In theory, guilt has a positive effect when it encourages better behaviour. Everyone could use some improvement. But the guilt of the West, as Bruckner correctly sees it, takes a morose and cynical pleasure in moral failure.
“We Euro-Americans,” Bruckner argues, “are supposed to have only one obligation: endlessly atoning for what we have inflicted on other parts of humanity.”
Bruckner identifies guilt as an indirect form of self-glorification. Popular American memoirs express the same syndrome when the authors describe, for large audiences, their earlier lives of degradation as alcoholics or drug addicts. Old sins become the basis of a new importance. In the same way, Europe’s barbarity in the fascist and communist eras gives it the authority of an expert witness.
This is, of course, a classic Christian trope, used to great effect by Augustine in his Confessions.
It acknowledges, of course, only the barbarity of the West. For the crimes of non-Western states, the West likes to find extenuating circumstances, a way of denying them responsibility.
Bruckner was one of the New Philosophers who emerged in Paris in the 1970s. They were passionate anti-communists, more academic yet more flamboyant cousins of the American neo-conservatives. In 1983, Bruckner created intense discussion with The Tears of the White Man: Compassion as Contempt, a vehement critique of the West’s sentimental and mainly unsuccessful aid programs. He influenced many writers, though perhaps fewer policy makers. His fiction can generate as much controversy as his essays. (One novel became the basis for an unfortunate Roman Polanski film, Bitter Moon.)
In the 1990s, Bruckner argued in favour of military action against Serbia in Croatia, Bosnia and Kosovo. He supported the war against Saddam Hussein but later decided the human cost was insupportable. Even so, he writes in The Tyranny of Guilt that the pacifists who paraded against George W. Bush in 2003 were supporting one of the worst dictatorships in the Middle East. He sets down a typically rueful conclusion: “Iraq was an exemplary case of the double bind: whether one approved of the intervention or not, one was wrong.”
I can go with that formulation.
Israel has suffered spectacular collateral damage from Western masochism. We might guess that Europeans would empathize with the state of Israel, which was in large part founded by Europeans on mainly European models. But those in the West who consider their own history shameful find it natural to dislike its offspring in the Middle East. Pathological hatred of Israel has reached grotesque levels in Europe.

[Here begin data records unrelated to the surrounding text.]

PR #1372, opened 2023-11-16
fix: Retrieve team for api key

mnorbury:
Retreive the team associated with an API key to allow usage tracking against a team name

fixes: https://github.com/cloudquery/cloudquery-issues/issues/893

### DIFF
--- a/premium/usage.go
+++ b/premium/usage.go
@@ -377,7 +377,7 @@ func (u *BatchUpdater) getTeamNameByTokenType(tokenType auth.TokenType) (string,
 			return "", fmt.Errorf("failed to list teams for API key: %w", err)
 		}
 		if resp.StatusCode() != http.StatusOK {
-			return "", fmt.Errorf("failed to list teams for API key status code: %s", resp.Status())
+			return "", fmt.Errorf("failed to list teams for API key, status code: %s", resp.Status())
 		}
 		if len(resp.JSON200.Items) != 1 {
 			return "", fmt.Errorf("expected to find exactly one team for API key, found %d", len(resp.JSON200.Items))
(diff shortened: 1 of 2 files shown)


premium/usage.go
```diff
@@ -361,3 +357,33 @@ func (u *BatchUpdater) calculateRetryDuration(statusCode int, headers http.Heade
...
+			return "", fmt.Errorf("team name not set. Hint: use `cloudquery switch <team>`")
+		}
+		return teamName, nil
+	case auth.APIKey:
+		resp, err := u.apiClient.ListTeamsWithResponse(context.Background(), &cqapi.ListTeamsParams{})
+		if err != nil {
+			return "", fmt.Errorf("failed to list teams for API key: %w", err)
+		}
+		if resp.StatusCode() != http.StatusOK {
+			return "", fmt.Errorf("failed to list teams for API key status code: %s", resp.Status())
```
hermanschaaf, line 380:
```suggestion
			return "", fmt.Errorf("failed to list teams for API key, status code: %s", resp.Status())
```

hermanschaaf (approved):

premium/usage.go
```diff
@@ -361,3 +357,33 @@ func (u *BatchUpdater) calculateRetryDuration(statusCode int, headers http.Heade
...
+			return "", fmt.Errorf("config file for reading team name not found (%w). Hint: use `cloudquery login` and/or `cloudquery switch <team>`", err)
+		} else if err != nil {
+			return "", fmt.Errorf("failed to get team name from config: %w", err)
+		}
+		if teamName == "" {
+			return "", fmt.Errorf("team name not set. Hint: use `cloudquery switch <team>`")
+		}
+		return teamName, nil
+	case auth.APIKey:
+		resp, err := u.apiClient.ListTeamsWithResponse(context.Background(), &cqapi.ListTeamsParams{})
```
disq, line 375: The use of `context.Background()` isn't very nice here, but then it's in a constructor so the constructor would have to get a ctx otherwise.

mnorbury: Agreed, but considered it better than changing the constructor in this case.

disq (approved):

Bruckner, no admirer of recent Israeli governments, nevertheless suspects that supporters of the Palestinians are essentially Europeans pursuing their own guilt trips in a foreign theatre. He agrees with Bernard Lewis’s remark that for many people, “the Arabs are in truth nothing more than a stick for beating the Jews.”

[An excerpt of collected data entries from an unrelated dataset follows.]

PR #1403, opened 2023-12-05
feat: Add `GetPaidTables()` and `HasPaidTables()` to `schema.Tables`

disq:


schema/table.go
```diff
@@ -366,6 +366,21 @@ func (tt Tables) ValidateDuplicateTables() error {
 	return nil
 }
 
+func (tt Tables) GetPaidTables() []string {
```
hermanschaaf, line 369: Maybe this should return `Tables` rather?

disq: yes in https://github.com/cloudquery/plugin-sdk/pull/1403/commits/ae9e8ff90eff7b0b6de2029c6ef89634cd9220a3

disq: Use `GetPaidTables().TableNames()` to get names if necessary.

hermanschaaf (approved):

erezrokah (approved):

PR #1410, opened 2023-12-10
feat: Add Scheduler benchmark back

bbernays:
#### Summary

---

- [ ] Update or add tests 🧪


hermanschaaf:
@bbernays Looks like unit tests are failing right now: 

```
2023/12/10 22:30:58 failed to write .delta.BenchmarkTablesWithGlobalRateLimiting/dfs-10000-8_successful-api-calls_per_s: open .delta.BenchmarkTablesWithGlobalRateLimiting/dfs-10000-8_successful-api-calls_per_s: no such file or directory
```

bbernays:
This is failing because of the benchmark takes too long to run... Need to figure out how to make it shorter and test be an effective benchmark

erezrokah:
> This is failing because of the benchmark takes too long to run... Need to figure out how to make it shorter and test be an effective benchmark

Can we run it on a schedule instead, then send a slack message on failure? Similar to https://github.com/cloudquery/cloudquery/blob/4328ead968995569dc0a4f955c22ed8382af8e2c/.github/workflows/broken_links_scheduled.yml

bbernays:
The benchmark is now running. The issue was that the new benchmarks I added have a `/` in them and that was introducing errors with the the processing of the benchmark data because it was expecting a file name not a path to a file.

That being said. I am not sure if the verbosity and the time it takes to run these benchmarks is worth adding to the repo. each of the metrics is important as it sheds light into the performance of schedulers in different scenarios.

I especially am weary of merging this as it run on *every* single pr not just prs that touch the scheduler

Thoughts @hermanschaaf @erezrokah

erezrokah:
> The benchmark is now running. The issue was that the new benchmarks I added have a `/` in them and that was introducing errors with the the processing of the benchmark data because it was expecting a file name not a path to a file.
> 
> That being said. I am not sure if the verbosity and the time it takes to run these benchmarks is worth adding to the repo. each of the metrics is important as it sheds light into the performance of schedulers in different scenarios.
> 
> I especially am weary of merging this as it run on _every_ single pr not just prs that touch the scheduler
> 
> Thoughts @hermanschaaf @erezrokah?

Yeah, I think we should revise how we report the performance measurements. Ideally they will fail a PR if there's a drop in performance but I don't think they're achieving it now.

hermanschaaf:
Yeah I think we don't have to run these on every PR. In fact, the benchmark reporter on PRs has probably outlived its usefuness, maybe we should retire it for now. We can try something else in the future if it becomes necessary. 

One idea would be a command like `/benchmarks` that we can run on a PR, to trigger a benchmark run. It could then run the benchmarks twice: once on `main` branch and once on the branch and compare results. We can then run this command on any relevant PRs.

Anyway, not for now. Maybe we can just remove the GItHub action in this PR?

erezrokah:
Closing as stale, please re-open if still relevant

Actually, that means they’re not pursuing their own guilt trips, but scape-goating the Jews. In other words, the one place they’ll allow themselves to stop guilting themselves and go after someone else, is when it comes to the Jews.
Why do those who love the Palestinians never march for the Chechens, the Tibetans, the Sudanese, the Congolese? People who speechify endlessly on the Palestinians show no interest in the Uighurs. Those who care about only one of the world’s downtrodden peoples naturally arouse suspicion that something other than humanitarian feeling is behind their rhetoric.

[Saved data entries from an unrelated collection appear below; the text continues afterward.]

PR #1411, opened 2023-12-10
feat: Individual Table and Client rate limit

bbernays:
#### Summary

This pr introduces a rate semaphore that limits the number of simultaneous go routines that can be resolving the same table + client to just 10. Prior to this a single table could be using all of the available concurrency to resolve a single table. This alleviates the problem where nested tables get throttled because the load is not spread across all client/table pairs but is concentrated on a single client and table.

I will update this PR with a benchmark case once #1410 gets merged

### DIFF
--- a/scheduler/scheduler.go
+++ b/scheduler/scheduler.go
@@ -67,9 +67,9 @@ func WithStrategy(strategy Strategy) Option {
 	}
 }
 
-func WithSingleTableMaxConcurrency(concurrency int) Option {
+func WithSingleTableMaxConcurrency(concurrency int64) Option {
 	return func(s *Scheduler) {
-		s.singleTableMaxConcurrency = int64(concurrency)
+		s.singleTableMaxConcurrency = concurrency
 	}
 }
 
--- a/scheduler/scheduler.go
+++ b/scheduler/scheduler.go
@@ -5,6 +5,7 @@ import (
 	"errors"
 	"fmt"
 	"runtime/debug"
+	"sync"
 	"sync/atomic"
 	"time"
 
@@ -65,6 +66,12 @@ func WithStrategy(strategy Strategy) Option {
 	}
 }
 
+func WithSingleTableMaxConcurrency(concurrency int) Option {
+	return func(s *Scheduler) {
+		s.singleTableMaxConcurrency = concurrency
+	}
+}
+
 type SyncOption func(*syncClient)
 
 func WithSyncDeterministicCQID(deterministicCQID bool) SyncOption {
@@ -86,8 +93,10 @@ type Scheduler struct {
 	// tableSem is a semaphore that limits the number of concurrent tables being fetched
 	tableSems []*semaphore.Weighted
 	// Logger to call, this logger is passed to the serve.Serve Client, if not defined Serve will create one instead.
-	logger      zerolog.Logger
-	concurrency int
+	logger                    zerolog.Logger
+	concurrency               int
+	singleTableConcurrency    sync.Map
+	singleTableMaxConcurrency int
 }
 
 type syncClient struct {
--- a/scheduler/scheduler.go
+++ b/scheduler/scheduler.go
@@ -72,12 +72,6 @@ func WithSingleTableMaxConcurrency(concurrency int64) Option {
 	}
 }
 
-func WithGlobalRateLimiting() Option {
-	return func(s *Scheduler) {
-		s.globalRateLimiting = true
-	}
-}
-
 type SyncOption func(*syncClient)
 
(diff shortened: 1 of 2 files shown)


scheduler/scheduler.go
```diff
@@ -86,8 +94,10 @@ type Scheduler struct {
 	// tableSem is a semaphore that limits the number of concurrent tables being fetched
 	tableSems []*semaphore.Weighted
 	// Logger to call, this logger is passed to the serve.Serve Client, if not defined Serve will create one instead.
-	logger      zerolog.Logger
-	concurrency int
+	logger                    zerolog.Logger
+	concurrency               int
+	singleTableConcurrency    sync.Map
+	singleTableMaxConcurrency int
```
candiduslynx, line 100: just use int64 here?

scheduler/scheduler_dfs.go
```diff
@@ -198,10 +199,19 @@ func (s *syncClient) resolveResourcesDfs(ctx context.Context, table *schema.Tabl
 				wg.Wait()
 				return
 			}
+			tableSemVal, _ := s.scheduler.singleTableConcurrency.LoadOrStore(table.Name+"-"+client.ID(), semaphore.NewWeighted(int64(s.scheduler.singleTableMaxConcurrency)))
```
candiduslynx, line 202: It looks to me that we'll create a semaphore for each client/table pair, effectively doing nothing.

Shouldn't we instead use either only the table name or `s.scheduler.tableSems[depth]`?

scheduler/scheduler_dfs.go
```diff
@@ -198,10 +199,19 @@ func (s *syncClient) resolveResourcesDfs(ctx context.Context, table *schema.Tabl
 				wg.Wait()
 				return
 			}
+			tableSemVal, _ := s.scheduler.singleTableConcurrency.LoadOrStore(table.Name+"-"+client.ID(), semaphore.NewWeighted(s.scheduler.singleTableMaxConcurrency))
```
candiduslynx, line 202: maybe it should be performed before depth semaphore acquire?

bbernays: We can investigate and test that out in a followup PR once #1410 is merged.

erezrokah (commented):
Added a few comments/questions mostly. The blocking one is on making this a non breaking change

scheduler/scheduler_dfs.go
```diff
@@ -193,14 +194,30 @@ func (s *syncClient) resolveResourcesDfs(ctx context.Context, table *schema.Tabl
 		resolvedResources <- resource
 		for _, relation := range resource.Table.Relations {
 			relation := relation
+			// Depending on the source, rate limiting might be done on the table basis (GCP) or client + table (AWS)
```
erezrokah, line 197: Can you explain the reason to chose between the options? Why GCP is table only and AWS both table + client?

bbernays: GCP applies the rate limit to the Project where the callers identity resides. So if a single caller is calling the same API across 50 projects it all counts towards a single rate limit.

In AWS the rate limit applies to the account+region where the resource resides and doesn't matter about the callers identity

erezrokah: Maybe the API should be pass a function that generates the key with the default to use table name? I'm wondering what would be a good default here for other plugins

erezrokah (approved):

candiduslynx (approved):

scheduler/scheduler_dfs.go
```diff
@@ -193,14 +194,26 @@ func (s *syncClient) resolveResourcesDfs(ctx context.Context, table *schema.Tabl
 		resolvedResources <- resource
 		for _, relation := range resource.Table.Relations {
 			relation := relation
+			tableConcurrencyKey := table.Name + "-" + client.ID()
```
hermanschaaf, line 197: Unless I'm missing something, it seems like right now the `single table max concurrency` setting only applies to relational (ie. child) tables, and not top-level ones. As the name implies it would apply to all tables, I think we should either change the name or make it apply at the top-level as well.

My vote would go for making it apply to all tables. For top-level tables, it could still be useful. Imagine you have concurrency of 100, 10 tables and 100 clients. Without a per-table limit, the DFS scheduler would assign all 100 slots to the first table, which might not be desirable, so having a lever there would be useful.

bbernays: But at the top level aren't all top level tables a unique pair of `table.Name` and `client.ID`?

hermanschaaf (approved):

Europe displays its paralytic guilt complex, Bruckner notes, even on its common currency. Once the great artists of Europe (and some not-so-great monarchs and politicians) appeared on European money. Travellers in Europe found themselves paying their bills in Michelangelo, Cervantes or Voltaire. No longer. The European heritage has disappeared from the cash, to be replaced by unidentifiable arches, bridges and doors. Artists are too blatantly specific — too European, in fact. Chastened by its history and terrified by its enemies, Europe prefers to advertise nothingness.